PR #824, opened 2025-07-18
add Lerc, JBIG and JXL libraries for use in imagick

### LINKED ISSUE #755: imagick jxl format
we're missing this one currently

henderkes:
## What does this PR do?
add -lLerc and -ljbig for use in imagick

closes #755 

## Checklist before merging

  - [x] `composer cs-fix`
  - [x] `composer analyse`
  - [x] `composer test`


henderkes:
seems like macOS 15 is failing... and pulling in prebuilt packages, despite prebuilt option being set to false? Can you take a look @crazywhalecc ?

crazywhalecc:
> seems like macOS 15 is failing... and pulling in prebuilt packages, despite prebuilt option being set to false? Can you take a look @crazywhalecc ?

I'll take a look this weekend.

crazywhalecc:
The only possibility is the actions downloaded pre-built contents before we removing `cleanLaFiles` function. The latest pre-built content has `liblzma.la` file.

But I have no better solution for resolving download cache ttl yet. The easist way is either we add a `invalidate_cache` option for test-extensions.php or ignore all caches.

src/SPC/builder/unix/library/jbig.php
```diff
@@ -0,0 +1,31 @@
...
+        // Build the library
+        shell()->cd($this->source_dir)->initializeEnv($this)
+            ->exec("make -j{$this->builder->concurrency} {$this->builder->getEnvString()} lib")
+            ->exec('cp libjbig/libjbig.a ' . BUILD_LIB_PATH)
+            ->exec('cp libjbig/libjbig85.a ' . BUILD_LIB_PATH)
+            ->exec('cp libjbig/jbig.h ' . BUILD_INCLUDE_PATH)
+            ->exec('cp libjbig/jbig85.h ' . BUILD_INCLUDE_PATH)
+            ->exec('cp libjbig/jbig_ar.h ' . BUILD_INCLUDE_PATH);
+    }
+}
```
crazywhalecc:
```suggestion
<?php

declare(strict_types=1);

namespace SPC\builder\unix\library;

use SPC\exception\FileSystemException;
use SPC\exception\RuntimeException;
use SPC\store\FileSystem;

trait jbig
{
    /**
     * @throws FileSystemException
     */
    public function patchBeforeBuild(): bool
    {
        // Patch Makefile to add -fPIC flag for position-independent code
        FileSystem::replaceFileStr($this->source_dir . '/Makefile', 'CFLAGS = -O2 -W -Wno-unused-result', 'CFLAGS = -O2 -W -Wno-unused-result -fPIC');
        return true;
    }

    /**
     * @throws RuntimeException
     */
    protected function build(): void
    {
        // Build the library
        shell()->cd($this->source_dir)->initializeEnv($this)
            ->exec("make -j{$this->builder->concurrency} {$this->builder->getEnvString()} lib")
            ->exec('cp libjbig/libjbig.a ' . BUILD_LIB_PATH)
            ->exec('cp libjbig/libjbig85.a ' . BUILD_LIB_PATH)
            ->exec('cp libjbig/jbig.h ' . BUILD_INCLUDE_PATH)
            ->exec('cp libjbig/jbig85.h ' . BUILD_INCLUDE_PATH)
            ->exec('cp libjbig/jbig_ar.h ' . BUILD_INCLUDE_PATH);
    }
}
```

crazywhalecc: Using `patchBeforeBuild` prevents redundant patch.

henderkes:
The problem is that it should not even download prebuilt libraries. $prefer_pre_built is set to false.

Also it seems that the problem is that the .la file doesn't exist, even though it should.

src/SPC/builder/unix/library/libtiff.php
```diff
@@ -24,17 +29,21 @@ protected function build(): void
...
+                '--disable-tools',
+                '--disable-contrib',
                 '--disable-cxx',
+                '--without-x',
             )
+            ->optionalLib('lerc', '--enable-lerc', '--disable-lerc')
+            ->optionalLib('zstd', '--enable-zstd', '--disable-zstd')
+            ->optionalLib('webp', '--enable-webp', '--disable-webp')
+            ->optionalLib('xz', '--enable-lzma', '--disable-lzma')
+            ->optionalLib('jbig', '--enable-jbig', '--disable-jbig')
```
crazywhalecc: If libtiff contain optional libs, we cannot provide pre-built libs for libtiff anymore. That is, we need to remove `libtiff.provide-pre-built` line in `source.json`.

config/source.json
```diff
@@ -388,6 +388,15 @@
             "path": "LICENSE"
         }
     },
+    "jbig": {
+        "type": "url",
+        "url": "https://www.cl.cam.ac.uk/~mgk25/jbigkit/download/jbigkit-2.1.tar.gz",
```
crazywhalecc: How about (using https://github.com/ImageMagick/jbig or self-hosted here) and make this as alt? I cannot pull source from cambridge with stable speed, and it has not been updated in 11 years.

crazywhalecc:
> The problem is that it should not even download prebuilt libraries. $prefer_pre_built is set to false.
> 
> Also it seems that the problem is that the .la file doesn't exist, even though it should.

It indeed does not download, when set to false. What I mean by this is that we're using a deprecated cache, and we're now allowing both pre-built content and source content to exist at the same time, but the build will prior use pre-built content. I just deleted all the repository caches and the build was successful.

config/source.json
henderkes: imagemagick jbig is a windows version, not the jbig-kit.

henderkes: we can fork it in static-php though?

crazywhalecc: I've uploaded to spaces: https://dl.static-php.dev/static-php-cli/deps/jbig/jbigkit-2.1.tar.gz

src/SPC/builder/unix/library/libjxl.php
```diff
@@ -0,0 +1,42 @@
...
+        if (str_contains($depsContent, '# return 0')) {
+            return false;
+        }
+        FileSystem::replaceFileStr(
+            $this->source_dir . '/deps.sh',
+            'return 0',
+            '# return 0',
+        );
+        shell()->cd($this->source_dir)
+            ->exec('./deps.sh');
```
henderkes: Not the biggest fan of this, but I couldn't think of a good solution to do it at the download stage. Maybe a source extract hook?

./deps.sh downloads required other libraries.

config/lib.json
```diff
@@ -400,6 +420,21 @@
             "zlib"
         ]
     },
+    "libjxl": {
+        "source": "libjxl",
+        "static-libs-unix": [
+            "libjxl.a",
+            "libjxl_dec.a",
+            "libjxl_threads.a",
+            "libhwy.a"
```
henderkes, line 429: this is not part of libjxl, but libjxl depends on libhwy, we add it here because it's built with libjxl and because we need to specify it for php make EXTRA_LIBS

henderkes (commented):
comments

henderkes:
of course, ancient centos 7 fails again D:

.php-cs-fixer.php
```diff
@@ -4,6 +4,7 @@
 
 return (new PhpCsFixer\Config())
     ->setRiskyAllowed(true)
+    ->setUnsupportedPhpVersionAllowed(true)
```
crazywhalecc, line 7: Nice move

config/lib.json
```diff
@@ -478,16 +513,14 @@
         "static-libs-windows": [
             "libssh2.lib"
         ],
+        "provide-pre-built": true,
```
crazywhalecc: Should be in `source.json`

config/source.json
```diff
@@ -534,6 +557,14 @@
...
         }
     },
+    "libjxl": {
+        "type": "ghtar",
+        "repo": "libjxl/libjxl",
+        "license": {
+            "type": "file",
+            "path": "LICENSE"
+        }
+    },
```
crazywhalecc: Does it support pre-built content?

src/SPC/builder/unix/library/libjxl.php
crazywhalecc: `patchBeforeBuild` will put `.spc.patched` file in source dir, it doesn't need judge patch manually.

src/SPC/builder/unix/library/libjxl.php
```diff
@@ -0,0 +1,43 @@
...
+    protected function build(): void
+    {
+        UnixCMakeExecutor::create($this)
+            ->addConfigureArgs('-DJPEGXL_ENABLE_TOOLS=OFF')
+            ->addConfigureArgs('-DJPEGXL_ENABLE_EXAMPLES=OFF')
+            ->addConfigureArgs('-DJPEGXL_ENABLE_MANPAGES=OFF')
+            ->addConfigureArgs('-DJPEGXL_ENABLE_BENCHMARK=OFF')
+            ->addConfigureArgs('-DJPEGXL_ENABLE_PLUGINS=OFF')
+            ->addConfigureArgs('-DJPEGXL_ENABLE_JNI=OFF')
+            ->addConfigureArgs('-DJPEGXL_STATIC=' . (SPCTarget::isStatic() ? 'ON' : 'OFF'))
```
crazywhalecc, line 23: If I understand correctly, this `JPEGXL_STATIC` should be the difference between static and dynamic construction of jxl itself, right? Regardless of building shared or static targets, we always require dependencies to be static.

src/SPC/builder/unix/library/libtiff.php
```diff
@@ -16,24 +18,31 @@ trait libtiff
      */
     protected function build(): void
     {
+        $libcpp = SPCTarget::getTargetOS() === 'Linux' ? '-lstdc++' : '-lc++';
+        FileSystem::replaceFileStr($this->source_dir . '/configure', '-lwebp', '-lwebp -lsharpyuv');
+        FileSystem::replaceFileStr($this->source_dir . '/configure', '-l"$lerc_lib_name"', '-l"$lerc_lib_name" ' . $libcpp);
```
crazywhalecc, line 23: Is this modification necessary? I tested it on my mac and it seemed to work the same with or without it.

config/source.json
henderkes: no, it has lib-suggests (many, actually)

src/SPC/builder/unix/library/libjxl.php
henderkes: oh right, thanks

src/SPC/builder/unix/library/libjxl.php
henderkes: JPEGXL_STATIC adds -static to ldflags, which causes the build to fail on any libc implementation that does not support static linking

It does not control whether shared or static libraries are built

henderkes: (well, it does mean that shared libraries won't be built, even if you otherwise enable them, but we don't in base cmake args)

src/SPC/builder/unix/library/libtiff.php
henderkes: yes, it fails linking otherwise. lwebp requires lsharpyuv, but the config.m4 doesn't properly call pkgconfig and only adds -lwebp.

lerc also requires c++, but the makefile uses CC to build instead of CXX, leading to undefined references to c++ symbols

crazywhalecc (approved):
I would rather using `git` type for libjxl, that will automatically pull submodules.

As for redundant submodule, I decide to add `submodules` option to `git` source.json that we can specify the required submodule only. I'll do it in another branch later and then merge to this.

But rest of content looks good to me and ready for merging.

...

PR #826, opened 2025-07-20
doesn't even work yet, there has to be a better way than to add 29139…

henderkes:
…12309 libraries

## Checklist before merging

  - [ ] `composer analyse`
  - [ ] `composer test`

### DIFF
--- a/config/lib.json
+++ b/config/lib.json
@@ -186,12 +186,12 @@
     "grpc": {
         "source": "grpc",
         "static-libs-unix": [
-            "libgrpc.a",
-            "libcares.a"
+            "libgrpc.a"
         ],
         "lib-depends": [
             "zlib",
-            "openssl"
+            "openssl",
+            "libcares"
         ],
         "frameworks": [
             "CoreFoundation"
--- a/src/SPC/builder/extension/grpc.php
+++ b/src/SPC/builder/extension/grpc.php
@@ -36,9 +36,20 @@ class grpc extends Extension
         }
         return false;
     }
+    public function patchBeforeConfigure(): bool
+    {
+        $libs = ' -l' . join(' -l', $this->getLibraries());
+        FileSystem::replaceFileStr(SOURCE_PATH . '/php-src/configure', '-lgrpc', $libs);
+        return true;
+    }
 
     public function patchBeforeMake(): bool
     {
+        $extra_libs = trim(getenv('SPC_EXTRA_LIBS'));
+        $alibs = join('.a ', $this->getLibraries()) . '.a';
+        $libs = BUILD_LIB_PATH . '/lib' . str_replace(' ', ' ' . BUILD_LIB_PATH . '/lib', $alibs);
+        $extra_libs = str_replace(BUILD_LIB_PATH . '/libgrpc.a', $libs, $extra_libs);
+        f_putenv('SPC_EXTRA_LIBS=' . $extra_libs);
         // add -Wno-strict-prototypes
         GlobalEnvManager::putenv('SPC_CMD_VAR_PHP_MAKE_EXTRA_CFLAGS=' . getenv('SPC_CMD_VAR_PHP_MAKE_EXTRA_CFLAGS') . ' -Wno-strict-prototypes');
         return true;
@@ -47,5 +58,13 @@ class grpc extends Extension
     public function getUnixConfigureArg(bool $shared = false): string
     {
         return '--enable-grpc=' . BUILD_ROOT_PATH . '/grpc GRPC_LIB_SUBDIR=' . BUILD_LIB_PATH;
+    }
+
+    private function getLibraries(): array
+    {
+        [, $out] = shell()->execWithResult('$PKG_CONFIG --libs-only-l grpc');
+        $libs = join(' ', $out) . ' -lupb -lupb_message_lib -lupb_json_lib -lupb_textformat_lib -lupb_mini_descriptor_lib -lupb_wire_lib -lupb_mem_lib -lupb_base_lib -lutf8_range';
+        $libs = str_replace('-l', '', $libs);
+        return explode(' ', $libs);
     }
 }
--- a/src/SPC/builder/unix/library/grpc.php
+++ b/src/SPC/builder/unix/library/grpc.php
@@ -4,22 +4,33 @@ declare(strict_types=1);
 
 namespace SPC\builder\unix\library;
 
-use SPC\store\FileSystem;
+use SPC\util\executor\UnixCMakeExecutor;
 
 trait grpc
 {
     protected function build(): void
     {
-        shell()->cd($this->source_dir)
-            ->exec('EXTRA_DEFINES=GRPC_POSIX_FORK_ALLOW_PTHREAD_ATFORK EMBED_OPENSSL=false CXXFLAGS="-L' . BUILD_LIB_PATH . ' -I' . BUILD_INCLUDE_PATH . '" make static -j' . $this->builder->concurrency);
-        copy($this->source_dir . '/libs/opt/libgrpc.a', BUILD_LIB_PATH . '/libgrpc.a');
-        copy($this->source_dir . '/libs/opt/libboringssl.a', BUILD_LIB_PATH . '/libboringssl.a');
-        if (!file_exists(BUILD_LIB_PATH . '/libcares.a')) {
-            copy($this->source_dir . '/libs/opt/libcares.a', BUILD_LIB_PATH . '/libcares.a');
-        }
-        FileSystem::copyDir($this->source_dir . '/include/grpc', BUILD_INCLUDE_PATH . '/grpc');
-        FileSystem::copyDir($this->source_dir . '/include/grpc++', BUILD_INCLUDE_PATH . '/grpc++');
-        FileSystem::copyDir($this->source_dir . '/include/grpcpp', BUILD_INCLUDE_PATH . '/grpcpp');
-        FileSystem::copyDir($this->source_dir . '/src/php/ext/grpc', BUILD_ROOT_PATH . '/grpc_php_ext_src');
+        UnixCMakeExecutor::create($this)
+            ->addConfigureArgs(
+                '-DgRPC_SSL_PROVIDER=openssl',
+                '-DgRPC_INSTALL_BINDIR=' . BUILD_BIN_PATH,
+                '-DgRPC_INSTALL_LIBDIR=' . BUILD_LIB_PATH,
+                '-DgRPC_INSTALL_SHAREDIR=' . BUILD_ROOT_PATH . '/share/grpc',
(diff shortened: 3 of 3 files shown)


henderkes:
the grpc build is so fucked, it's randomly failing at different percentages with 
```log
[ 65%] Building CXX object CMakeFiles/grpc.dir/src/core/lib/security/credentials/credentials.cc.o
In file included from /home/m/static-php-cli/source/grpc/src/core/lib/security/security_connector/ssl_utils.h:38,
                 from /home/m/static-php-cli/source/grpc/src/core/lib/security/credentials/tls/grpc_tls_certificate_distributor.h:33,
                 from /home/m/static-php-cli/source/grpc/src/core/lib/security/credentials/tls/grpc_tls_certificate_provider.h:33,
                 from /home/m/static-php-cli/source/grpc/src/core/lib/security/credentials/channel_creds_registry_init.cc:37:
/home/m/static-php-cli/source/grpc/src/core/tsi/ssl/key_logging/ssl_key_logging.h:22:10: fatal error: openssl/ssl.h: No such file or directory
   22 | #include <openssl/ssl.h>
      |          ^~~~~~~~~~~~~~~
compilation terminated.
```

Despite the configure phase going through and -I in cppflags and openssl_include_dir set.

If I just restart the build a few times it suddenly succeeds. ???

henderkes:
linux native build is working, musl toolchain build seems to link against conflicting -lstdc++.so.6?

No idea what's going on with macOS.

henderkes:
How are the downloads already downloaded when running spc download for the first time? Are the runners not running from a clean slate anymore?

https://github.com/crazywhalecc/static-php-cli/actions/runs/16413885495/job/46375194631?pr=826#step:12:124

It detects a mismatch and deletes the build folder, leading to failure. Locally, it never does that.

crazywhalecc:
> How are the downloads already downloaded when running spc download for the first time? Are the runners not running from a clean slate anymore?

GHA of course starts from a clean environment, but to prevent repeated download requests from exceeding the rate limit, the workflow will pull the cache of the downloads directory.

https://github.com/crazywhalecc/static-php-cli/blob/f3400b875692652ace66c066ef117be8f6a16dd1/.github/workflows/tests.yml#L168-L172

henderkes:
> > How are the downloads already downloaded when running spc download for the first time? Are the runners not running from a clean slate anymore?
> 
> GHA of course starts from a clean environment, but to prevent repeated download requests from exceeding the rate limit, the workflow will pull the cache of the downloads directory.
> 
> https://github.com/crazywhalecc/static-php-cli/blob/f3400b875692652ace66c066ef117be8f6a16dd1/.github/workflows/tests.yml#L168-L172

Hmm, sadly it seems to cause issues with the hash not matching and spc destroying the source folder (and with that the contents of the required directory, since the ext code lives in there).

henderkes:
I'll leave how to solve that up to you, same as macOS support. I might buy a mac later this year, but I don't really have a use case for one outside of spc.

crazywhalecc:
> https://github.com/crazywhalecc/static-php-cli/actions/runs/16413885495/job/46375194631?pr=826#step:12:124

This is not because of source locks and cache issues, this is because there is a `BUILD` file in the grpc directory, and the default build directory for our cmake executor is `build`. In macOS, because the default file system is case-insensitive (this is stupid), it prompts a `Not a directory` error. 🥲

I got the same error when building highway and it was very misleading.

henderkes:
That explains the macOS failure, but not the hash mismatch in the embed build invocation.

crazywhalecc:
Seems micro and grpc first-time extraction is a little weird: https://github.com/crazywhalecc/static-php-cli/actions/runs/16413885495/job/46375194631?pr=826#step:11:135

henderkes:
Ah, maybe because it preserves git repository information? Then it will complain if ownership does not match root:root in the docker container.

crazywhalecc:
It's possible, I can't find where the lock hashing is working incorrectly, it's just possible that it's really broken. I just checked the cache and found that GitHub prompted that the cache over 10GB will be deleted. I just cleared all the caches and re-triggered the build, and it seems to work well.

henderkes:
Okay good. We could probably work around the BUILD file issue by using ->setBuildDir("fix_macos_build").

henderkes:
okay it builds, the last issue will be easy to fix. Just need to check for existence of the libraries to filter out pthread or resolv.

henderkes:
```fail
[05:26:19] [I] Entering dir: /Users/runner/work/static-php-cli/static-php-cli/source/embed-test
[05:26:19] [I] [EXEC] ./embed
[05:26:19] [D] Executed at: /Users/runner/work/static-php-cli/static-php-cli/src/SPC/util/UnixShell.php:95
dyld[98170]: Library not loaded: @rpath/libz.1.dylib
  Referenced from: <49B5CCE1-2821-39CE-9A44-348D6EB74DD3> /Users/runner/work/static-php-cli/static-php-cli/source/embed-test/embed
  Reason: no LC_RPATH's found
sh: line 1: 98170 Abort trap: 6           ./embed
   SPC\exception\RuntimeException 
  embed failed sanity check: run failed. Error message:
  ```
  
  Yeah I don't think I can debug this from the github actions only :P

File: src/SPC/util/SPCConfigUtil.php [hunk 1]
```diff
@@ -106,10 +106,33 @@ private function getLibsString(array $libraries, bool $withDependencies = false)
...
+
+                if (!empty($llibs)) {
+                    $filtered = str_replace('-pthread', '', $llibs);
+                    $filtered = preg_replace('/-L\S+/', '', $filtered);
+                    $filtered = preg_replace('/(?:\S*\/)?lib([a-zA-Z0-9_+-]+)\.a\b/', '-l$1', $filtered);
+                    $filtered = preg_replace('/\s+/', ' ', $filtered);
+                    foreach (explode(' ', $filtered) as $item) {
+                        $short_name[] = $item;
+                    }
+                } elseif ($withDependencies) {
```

---

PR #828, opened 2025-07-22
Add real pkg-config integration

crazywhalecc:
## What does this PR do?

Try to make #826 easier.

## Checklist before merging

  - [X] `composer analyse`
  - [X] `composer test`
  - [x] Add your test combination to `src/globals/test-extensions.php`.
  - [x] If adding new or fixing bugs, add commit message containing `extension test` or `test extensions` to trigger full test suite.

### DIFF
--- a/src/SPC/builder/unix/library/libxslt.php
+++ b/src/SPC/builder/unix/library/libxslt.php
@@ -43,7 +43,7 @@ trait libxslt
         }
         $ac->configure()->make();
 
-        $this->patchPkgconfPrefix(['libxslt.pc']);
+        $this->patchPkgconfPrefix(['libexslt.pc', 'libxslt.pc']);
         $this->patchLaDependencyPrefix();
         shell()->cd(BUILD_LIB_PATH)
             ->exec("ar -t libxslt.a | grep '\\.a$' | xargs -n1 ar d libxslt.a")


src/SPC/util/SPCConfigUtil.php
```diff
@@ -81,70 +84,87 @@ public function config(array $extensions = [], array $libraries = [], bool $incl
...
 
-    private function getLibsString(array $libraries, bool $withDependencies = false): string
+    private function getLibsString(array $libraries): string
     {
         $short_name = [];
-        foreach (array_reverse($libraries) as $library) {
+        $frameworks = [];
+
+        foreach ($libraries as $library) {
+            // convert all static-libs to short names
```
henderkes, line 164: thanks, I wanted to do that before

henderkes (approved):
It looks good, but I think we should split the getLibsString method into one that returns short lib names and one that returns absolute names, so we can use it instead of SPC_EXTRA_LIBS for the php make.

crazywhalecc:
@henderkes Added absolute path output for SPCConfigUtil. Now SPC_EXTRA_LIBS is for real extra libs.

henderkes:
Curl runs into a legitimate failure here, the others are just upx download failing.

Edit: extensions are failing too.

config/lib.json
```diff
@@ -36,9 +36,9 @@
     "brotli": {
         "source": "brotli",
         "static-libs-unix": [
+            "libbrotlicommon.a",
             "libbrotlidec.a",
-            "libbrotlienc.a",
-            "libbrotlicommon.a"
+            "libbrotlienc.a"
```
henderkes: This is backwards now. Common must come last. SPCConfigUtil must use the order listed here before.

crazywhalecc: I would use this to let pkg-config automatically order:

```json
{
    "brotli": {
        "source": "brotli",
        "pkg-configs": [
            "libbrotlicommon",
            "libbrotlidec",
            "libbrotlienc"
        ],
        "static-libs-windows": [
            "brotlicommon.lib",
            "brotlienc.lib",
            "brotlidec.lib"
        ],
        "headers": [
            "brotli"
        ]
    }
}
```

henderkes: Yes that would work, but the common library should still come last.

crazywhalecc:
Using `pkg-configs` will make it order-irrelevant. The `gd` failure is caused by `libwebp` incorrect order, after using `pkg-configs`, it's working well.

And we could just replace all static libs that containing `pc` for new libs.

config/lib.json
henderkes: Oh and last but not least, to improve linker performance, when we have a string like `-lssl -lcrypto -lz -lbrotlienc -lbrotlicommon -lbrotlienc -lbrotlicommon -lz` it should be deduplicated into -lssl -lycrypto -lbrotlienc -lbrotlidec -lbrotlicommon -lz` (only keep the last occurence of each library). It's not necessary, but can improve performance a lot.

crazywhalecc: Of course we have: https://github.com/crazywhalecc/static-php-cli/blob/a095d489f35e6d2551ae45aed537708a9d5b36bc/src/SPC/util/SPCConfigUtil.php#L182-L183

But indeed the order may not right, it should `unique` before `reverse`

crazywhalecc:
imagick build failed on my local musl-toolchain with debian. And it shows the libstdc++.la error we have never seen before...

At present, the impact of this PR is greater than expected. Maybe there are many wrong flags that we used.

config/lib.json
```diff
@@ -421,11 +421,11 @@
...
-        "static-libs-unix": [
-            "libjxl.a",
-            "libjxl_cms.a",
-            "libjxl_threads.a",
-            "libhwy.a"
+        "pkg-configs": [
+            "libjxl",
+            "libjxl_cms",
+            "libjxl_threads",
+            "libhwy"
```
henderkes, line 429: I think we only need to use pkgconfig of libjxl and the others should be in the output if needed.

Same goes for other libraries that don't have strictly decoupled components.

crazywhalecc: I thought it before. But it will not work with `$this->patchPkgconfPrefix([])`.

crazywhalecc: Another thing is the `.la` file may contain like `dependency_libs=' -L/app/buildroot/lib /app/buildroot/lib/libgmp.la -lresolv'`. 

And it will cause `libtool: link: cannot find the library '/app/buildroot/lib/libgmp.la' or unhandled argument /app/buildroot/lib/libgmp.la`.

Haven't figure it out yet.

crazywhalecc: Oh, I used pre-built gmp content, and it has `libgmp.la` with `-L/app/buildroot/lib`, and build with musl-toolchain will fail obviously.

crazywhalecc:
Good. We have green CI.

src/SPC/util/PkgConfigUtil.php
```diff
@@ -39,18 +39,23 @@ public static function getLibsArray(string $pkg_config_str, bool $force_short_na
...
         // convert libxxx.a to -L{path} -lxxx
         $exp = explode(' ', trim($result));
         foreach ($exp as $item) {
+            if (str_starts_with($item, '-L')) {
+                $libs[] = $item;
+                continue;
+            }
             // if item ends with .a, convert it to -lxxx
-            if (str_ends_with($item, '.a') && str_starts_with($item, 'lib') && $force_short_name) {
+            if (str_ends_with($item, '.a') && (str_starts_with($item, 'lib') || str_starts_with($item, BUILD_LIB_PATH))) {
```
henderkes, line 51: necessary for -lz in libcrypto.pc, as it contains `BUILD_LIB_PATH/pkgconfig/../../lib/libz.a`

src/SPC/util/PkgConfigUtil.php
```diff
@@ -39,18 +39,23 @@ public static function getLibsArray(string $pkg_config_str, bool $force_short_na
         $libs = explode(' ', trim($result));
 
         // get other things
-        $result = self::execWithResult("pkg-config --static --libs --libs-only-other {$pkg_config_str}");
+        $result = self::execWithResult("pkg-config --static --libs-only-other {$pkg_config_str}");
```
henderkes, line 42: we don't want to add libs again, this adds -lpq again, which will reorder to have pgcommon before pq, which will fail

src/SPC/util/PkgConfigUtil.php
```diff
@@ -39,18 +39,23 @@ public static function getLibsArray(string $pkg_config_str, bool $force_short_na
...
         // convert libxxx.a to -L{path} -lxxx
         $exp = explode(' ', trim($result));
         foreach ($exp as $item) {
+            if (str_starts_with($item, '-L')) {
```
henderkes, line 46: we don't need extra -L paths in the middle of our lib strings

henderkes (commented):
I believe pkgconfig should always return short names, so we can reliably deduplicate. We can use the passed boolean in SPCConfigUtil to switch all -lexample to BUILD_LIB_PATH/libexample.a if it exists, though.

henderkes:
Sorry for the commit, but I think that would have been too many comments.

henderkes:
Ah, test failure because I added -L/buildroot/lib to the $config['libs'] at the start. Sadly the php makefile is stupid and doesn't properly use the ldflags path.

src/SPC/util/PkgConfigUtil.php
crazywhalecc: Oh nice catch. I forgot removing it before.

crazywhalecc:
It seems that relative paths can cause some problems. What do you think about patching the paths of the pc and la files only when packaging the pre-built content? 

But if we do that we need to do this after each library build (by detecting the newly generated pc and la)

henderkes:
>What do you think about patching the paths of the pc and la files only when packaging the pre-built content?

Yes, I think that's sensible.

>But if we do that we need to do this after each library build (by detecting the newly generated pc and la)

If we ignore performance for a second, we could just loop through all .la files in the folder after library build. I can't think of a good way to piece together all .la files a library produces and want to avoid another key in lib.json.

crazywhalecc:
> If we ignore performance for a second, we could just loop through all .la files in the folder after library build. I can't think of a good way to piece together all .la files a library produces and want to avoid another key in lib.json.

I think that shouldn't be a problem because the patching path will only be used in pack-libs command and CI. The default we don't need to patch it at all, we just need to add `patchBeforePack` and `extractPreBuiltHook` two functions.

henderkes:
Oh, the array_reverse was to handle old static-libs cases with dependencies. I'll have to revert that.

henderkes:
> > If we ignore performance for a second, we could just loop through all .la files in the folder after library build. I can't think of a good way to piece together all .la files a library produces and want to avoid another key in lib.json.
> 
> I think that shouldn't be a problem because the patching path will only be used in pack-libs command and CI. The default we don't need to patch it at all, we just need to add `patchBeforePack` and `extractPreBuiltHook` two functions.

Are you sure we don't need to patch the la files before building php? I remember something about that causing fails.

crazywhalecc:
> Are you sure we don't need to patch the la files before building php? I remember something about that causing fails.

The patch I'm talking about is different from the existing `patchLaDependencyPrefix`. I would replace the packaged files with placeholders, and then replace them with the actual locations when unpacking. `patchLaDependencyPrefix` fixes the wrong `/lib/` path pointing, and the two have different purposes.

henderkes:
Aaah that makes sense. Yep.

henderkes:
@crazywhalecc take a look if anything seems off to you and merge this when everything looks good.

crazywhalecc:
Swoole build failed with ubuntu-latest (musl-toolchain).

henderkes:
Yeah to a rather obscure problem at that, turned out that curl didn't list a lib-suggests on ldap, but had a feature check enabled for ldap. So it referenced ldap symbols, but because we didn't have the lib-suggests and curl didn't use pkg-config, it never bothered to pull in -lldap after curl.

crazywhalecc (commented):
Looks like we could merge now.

What is being asked: From the records above, pull every line that has the string "libbrotlicommon" and copy it.

Final answer:
+            "libbrotlicommon.a",
-            "libbrotlicommon.a"
            "libbrotlicommon",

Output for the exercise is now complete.